Today, CSPI filed a complaint with the Federal Trade Commission (FTC) about one product -- Enzyte -- for deceptive advertising. Enzyte's parent company, Berkeley Nutritionals, is also under scrutiny by the Ohio State Attorney General's office. In addition, the company is also the target of two class-action lawsuits looking for customer refunds.

"It's really extraordinary that this product is advertised on television, in newspapers, making these claims that just have no basis," says David Schardt, a CSPI senior nutritionist, in a news release. "It's really too bad that the FTC, the agency that regulates advertising, has been so slow in protecting consumers."

"Enzyte is more successful subtracting from the male wallet than it is adding to the male organ," Schardt says in a news release. "It's basically just an expensive placebo."

"People are so frustrated or desperate, and they don't want to spend too much money, so they buy these things," Jack Mydlo, MD, professor and chair of urology at Temple University School of Medicine, tells WebMD.

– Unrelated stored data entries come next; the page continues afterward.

PR #886, opened 2020-05-11
correcly get source files when rmd_files and rmd_subdir are provided

### LINKED ISSUE #885: Build w/ rmd_files: ["index.Rmd"]<cr> rmd_subdir: "chapters" includes ./_Notes.Rmd
I've attached a RStudio project that reproduces this error. Here is a brief summary:

_bookdown.yml has these two lines:

```
rmd_files: ["index.Rmd"]
rmd_subdir: ["chapters"]
```

There's also a file in the project's root directory, ./_Notes.Rmd. Now, as I understand how the rmd_ lines above are supposed to work during a build is to read index.Rmd and then recursively include everything in ./chapters/. But the build results include the contents of ./_Notes.Rmd. They shouldn't.
[BookdownTest.zip](https://github.com/rstudio/bookdown/files/4601934/BookdownTest.zip)

This is my very first new issue on github. I didn't notice before, but the zip file of my reproducible example was added twice. I don't think this should be a problem, and I'm afraid of damaging the issue bundle by deleting it here. So it appears twice. 

```
xfun::session_info()
R version 4.0.0 (2020-04-24)
Platform: x86_64-apple-darwin17.0 (64-bit)
Running under: macOS Mojave 10.14.6, RStudio 1.2.5042

Locale: en_US.UTF-8 / en_US.UTF-8 / en_US.UTF-8 / C / en_US.UTF-8 / en_US.UTF-8

Package version:
  base64enc_0.1.3 bookdown_0.18   compiler_4.0.0  digest_0.6.25   evaluate_0.14   glue_1.4.0     
  graphics_4.0.0  grDevices_4.0.0 highr_0.8       htmltools_0.4.0 jsonlite_1.6.1  knitr_1.28     
  magrittr_1.5    markdown_1.1    methods_4.0.0   mime_0.9        packrat_0.5.0   Rcpp_1.0.4.6   
  rlang_0.4.6     rmarkdown_2.1   stats_4.0.0     stringi_1.4.6   stringr_1.4.0   tinytex_0.22   
  tools_4.0.0     utils_4.0.0     xfun_0.13       yaml_2.2.1   
```

---

[BookdownTest.zip](https://github.com/rstudio/bookdown/files/4601887/BookdownTest.zip)

[BookdownTest.zip](https://github.com/rstudio/bookdown/files/4601941/BookdownTest.zip)

cderv:
This fixes #885 and follows a series of features addition for `source_files` (#561, #601) in the past. 

There was still an issue when `rmd_files` is provided with `rmd_subdir` due to the following behavior: 
when `rmd_subdir` was provided, all the files from root dir and subdirs were selected. `rmd_files` was not able to filter out the desired root files. 

This PR will identify subdir files apart from root files if `rmd_subdir` is provided, then if `rmd_files` is provided also, it will concatenate `rmd_files` with `rmd_subdir` content only, discarding any other root files content. 

This PR also add tests so that all the desired behavior are checked: 
* by default, only root files are selected apart from ignored files (starting with `_`)
* `rmd_files` allows to select the root files and change default behavior
* `rmd_subdir` allows to add some subdirs content - by default root files 
* `rmd_subdir = TRUE` will get all the subdirs Rmd content. 
* if `rmd_files` is not provided, the files starting with an underscore in subdirectories will also be ignored.
* `rmd_files` allows to select the root files selected, in addition to `rmd_subdir`, adding those with the subdir content.

However, in this last case, there is one behavior which is currently happening and not sure it is desired: if `rmd_files` AND `rmd_subdir` are provided, the files starting with `_` inside sub directories will not be ignored anymore.  **Is this the desired behavior?**

I wonder if
* `_*.Rmd` files should be always ignored in bookdown. Would be a change in default, but you just need to remove the `_` and use `rmd_files` if you want to include it in some cases
* if it should be ignored by default in subdir content in all case. 

What do you think ?

### DIFF
--- a/NEWS.md
+++ b/NEWS.md
@@ -6,7 +6,11 @@
 
 - Text references do not work for `theorem` environments (thanks, @ssp3nc3r, rstudio/tufte#75).
 
-- when `rmd_subdir` and `rmd_files` are provided, only the `rmd_files` are now selected in addition to the `rmd_subdir` content. (thanks, @Gnossos, @cderv, #885).
+- When both `rmd_subdir` and `rmd_files` are provided in the config file `_bookdown.yml`, only the files specified in `rmd_files` are now selected in addition to files under `rmd_subdir`. In the previous version, all files under the root directory are selected (thanks, @Gnossos #885, @cderv #886).
+
+## MAJOR CHANGES
+
+- Files with a leading `_` in their names are always ignored, even if they are specified in `rmd_files` in `_bookdown.yml`. Such files under subdirectories are also always ignored (#886).
 
 # CHANGES IN bookdown VERSION 0.18
 
--- a/NEWS.md
+++ b/NEWS.md
@@ -6,6 +6,8 @@
 
 - Text references do not work for `theorem` environments (thanks, @ssp3nc3r, rstudio/tufte#75).
 
+- when `rmd_subdir` and `rmd_files` are provided, only the `rmd_files` are now selected in addition to the `rmd_subdir` content. (thanks, @Gnossos, @cderv, #885).
+
 # CHANGES IN bookdown VERSION 0.18
 
 ## NEW FEATURES
--- a/R/utils.R
+++ b/R/utils.R
@@ -66,8 +66,10 @@ source_files = function(format = NULL, config = load_config(), all = FALSE) {
   subdir_files = setdiff(
     list.files(
       if (is.character(subdir)) subdir else '.', '[.]Rmd$', ignore.case = TRUE,
-      recursive = subdir_yes, full.names = is.character(subdir)),
-    files)
+      recursive = subdir_yes, full.names = is.character(subdir)
+    ),
+    files
+  )
   files = c(files, subdir_files)
   # keep only some wanted files
   if (length(files2 <- config[['rmd_files']]) > 0) {
--- a/R/utils.R
+++ b/R/utils.R
@@ -62,13 +62,15 @@ source_files = function(format = NULL, config = load_config(), all = FALSE) {
   # a list of Rmd chapters
   subdir = config[['rmd_subdir']]; subdir_yes = isTRUE(subdir) || is.character(subdir)
   files = list.files('.', '[.]Rmd$', ignore.case = TRUE)
-  files = c(files, list.files(
-    if (is.character(subdir)) subdir else '.', '[.]Rmd$', ignore.case = TRUE,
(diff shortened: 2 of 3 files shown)


rickhelmus:
> I think we should always ignore files starting with `_`, otherwise the logic sounds too complicated to explain to users and also complicates the implementation. Thank you!

Hello,

This unfortunately breaks the recommendation of `pkgdown` to use underscores to cooperate with `bookdown` (see [https://pkgdown.r-lib.org/reference/build_articles.html](build_articles())). Is there still a way to include files with initial underscores?

Thanks,
Rick

yihui:
@rickhelmus I don't see how it breaks the recommendation of **pkgdown**. The help page says:

> `build_articles()` renders each R Markdown file underneath vignettes/ and saves it to articles/. There are two exceptions:
>
> - Files that start with `_` (e.g., `_index.Rmd`) are ignored, enabling the use of child documents in bookdown
>
> - Files in vignettes/tutorials are handled by build_tutorials()

So **pkgdown** also ignores files that start with `_`, which is consistent with **bookdown**. If you do want to use files that start with `_`, you can use them as [child documents](https://bookdown.org/yihui/rmarkdown-cookbook/child-document.html) of other files that do not start with `_`.

rickhelmus:
Hi yihui,

Thanks for your answer. I wasn't being really clear, sorry. I am actually already using one 'master' Rmd that includes several child documents. The problem is that I want to exclude this master document from `pkgdown`. Anyway, this may be more a feature request for `pkgdown` so I created a [bug there](https://github.com/r-lib/pkgdown/issues/1336).

Thanks,
Rick

yihui:
@rickhelmus Okay, now I see. Sorry about the trouble! Let me think more about it.

cderv:
Hi @rickhelmus , 

Just chiming in as I am trying to understand the interaction between pkgdown and bookdown in your usage.

> The problem is that I want to exclude this master document from pkgdown

As you are using pkgdown, I understand your working on a package. Then, I understand that you have a bookdown project inside your package that you store in the vignette folder but you don't want to get it rendered as article in your package doc website. Correct ?  
Or is is not a book project and are you just using one of the single document format (`bookdown::html_document2` ?) for you master.Rmd ? 

If you can provide a complete use case (maybe in a new issue) I am willing to dig into it to see what could be done on pkgdown or/and bookdown about this usage. 

However, @yihui seems to have a more clearer picture than mine though, so maybe this won't be necessary 😄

"It's the snake oil of the new millennium... like a used car company that sells lemons," says Mydlo. "Most of these companies make their millions in a few months, and then pull up stakes by the time they're found out. They don't care, they've made their money."

16 Ingredients, but No Go

Enzyte is a typical, well-advertised example of "scores and scores" of erection supplements, says Schardt.

In their study, CSPI researchers analyzed evidence on the most common ingredients contained in Enzyte and similar products -- arginine, ginseng, ginkgo, horny goat weed, maca, and Tribulus terrestris (testicle tissue), and the herb yohimbe.

"There is no evidence that any of those ingredients in the amounts found in Enzyte have the effect they claim," Schardt says. "This applies to just about every one of these products out there."

Arginine occurs naturally in nearly every food, and is converted in the body into nitric oxide, which relaxes and opens up blood vessels in the body. In fact, Viagra works by increasing the availability of nitric oxide. But there is little or no evidence that taking arginine as a supplement works with any sexual problems, says the CSPI.

Yohimbe is an unreliable natural source of the prescription drug Yohimbine, which is sometimes prescribed for erectile dysfunction. But Yohimbine may cause sudden spikes in blood pressure, says CSPI.